(EXERCISE DATA begins)

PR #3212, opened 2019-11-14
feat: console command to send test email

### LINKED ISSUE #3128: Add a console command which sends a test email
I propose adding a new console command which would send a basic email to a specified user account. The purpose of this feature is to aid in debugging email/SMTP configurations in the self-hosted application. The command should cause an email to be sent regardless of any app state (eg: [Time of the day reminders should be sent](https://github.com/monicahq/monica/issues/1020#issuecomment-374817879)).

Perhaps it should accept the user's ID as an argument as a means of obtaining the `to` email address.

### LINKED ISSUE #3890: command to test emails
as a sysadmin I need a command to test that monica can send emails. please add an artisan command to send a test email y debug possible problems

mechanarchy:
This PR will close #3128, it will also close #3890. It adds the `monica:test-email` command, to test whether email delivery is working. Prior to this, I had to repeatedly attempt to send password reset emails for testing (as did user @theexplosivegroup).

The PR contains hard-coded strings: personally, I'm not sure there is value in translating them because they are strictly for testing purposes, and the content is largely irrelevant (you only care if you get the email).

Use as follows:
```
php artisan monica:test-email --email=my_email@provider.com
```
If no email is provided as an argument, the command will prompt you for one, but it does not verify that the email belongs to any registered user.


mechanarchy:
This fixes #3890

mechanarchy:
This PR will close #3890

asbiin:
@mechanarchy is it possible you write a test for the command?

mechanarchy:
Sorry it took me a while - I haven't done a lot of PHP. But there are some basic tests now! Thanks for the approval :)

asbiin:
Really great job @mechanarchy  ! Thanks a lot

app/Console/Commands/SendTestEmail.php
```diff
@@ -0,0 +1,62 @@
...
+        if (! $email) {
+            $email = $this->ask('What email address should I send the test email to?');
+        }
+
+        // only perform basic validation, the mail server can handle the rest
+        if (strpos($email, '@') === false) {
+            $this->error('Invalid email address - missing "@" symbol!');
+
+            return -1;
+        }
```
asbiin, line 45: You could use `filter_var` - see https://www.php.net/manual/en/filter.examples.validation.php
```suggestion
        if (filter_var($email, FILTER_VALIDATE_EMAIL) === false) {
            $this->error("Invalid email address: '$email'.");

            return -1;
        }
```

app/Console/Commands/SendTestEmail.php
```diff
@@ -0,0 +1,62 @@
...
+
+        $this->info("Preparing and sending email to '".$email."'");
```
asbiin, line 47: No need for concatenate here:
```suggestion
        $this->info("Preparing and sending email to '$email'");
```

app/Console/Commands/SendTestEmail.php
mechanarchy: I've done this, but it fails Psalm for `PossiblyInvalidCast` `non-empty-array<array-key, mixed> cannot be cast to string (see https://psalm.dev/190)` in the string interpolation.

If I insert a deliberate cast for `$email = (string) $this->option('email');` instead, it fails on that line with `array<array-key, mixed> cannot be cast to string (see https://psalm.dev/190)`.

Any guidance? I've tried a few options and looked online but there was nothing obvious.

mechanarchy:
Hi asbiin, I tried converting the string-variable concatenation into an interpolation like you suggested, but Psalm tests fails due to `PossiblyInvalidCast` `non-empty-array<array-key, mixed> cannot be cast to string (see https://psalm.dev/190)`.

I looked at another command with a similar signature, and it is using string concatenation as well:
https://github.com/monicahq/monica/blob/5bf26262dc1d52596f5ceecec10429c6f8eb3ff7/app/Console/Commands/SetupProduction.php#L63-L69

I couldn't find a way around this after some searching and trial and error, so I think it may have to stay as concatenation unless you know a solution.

(EXERCISE DATA ends)

→ **TASK DETAILS**: All that is wanted is the run of lines from the start of the data through the line containing "### LINKED ISSUE #3128: Add", copied word for word.

→ **TASK RESPONSE**:
PR #3212, opened 2019-11-14
feat: console command to send test email

### LINKED ISSUE #3128: Add a console command which sends a test email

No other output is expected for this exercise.